Exercise: Among the entries below, one line contains "https://ubuntu.com/about/release-cycle" and another contains "kapsakcj, line 2: I'm". Transcribe those two lines and every line between them, exactly.

- Opening Delimiter -

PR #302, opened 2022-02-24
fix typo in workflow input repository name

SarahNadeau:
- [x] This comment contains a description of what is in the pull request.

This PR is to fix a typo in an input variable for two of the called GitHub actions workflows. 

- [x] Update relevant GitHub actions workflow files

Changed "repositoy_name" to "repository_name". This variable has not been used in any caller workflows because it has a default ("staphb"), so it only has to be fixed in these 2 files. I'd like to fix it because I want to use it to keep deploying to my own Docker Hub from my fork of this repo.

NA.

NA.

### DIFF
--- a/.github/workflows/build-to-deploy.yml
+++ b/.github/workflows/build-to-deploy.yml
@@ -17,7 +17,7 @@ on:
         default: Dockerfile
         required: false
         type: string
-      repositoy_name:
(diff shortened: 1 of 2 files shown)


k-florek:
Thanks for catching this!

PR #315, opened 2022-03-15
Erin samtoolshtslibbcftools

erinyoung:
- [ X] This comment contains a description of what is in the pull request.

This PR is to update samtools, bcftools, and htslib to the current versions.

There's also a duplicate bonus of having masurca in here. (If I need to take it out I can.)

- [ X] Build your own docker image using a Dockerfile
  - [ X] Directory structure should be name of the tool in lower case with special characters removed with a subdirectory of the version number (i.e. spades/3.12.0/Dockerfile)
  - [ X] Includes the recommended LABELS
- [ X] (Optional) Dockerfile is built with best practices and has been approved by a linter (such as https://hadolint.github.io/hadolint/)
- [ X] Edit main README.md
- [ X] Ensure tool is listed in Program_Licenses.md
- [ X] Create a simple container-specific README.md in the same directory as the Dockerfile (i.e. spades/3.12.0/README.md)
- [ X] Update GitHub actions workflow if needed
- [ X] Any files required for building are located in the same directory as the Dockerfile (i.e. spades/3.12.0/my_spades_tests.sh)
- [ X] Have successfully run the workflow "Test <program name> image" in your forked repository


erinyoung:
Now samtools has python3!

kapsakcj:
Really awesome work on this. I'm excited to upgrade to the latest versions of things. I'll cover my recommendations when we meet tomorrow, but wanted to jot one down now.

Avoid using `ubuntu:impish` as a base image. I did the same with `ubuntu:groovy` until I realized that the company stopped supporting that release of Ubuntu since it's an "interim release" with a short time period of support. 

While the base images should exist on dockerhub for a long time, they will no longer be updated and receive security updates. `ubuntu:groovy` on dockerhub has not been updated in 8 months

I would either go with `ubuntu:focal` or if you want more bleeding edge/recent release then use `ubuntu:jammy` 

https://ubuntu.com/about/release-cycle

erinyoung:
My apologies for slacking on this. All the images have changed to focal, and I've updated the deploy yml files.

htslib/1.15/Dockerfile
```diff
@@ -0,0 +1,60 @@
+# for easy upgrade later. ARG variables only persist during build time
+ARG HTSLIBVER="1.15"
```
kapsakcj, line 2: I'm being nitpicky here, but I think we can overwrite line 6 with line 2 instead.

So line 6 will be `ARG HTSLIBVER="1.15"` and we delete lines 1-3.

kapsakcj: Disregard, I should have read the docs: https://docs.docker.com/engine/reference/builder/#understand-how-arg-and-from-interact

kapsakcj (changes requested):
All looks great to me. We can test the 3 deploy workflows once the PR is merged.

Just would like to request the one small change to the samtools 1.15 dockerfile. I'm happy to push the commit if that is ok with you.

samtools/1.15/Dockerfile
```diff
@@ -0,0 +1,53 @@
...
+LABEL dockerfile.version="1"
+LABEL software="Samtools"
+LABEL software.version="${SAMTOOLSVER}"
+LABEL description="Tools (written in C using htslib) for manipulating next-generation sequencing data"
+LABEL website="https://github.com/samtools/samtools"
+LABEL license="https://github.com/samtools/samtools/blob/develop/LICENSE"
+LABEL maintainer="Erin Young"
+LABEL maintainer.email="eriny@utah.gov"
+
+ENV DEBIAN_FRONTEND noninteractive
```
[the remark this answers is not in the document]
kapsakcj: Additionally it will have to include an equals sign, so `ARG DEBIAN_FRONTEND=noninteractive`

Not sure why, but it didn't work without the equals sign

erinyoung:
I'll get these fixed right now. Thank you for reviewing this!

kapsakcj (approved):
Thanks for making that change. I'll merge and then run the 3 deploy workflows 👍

- Closing Delimiter -

Written response:
https://ubuntu.com/about/release-cycle

erinyoung:
My apologies for slacking on this. All the images have changed to focal, and I've updated the deploy yml files.

htslib/1.15/Dockerfile
```diff
@@ -0,0 +1,60 @@
+# for easy upgrade later. ARG variables only persist during build time
+ARG HTSLIBVER="1.15"
```
kapsakcj, line 2: I'm being nitpicky here, but I think we can overwrite line 6 with line 2 instead.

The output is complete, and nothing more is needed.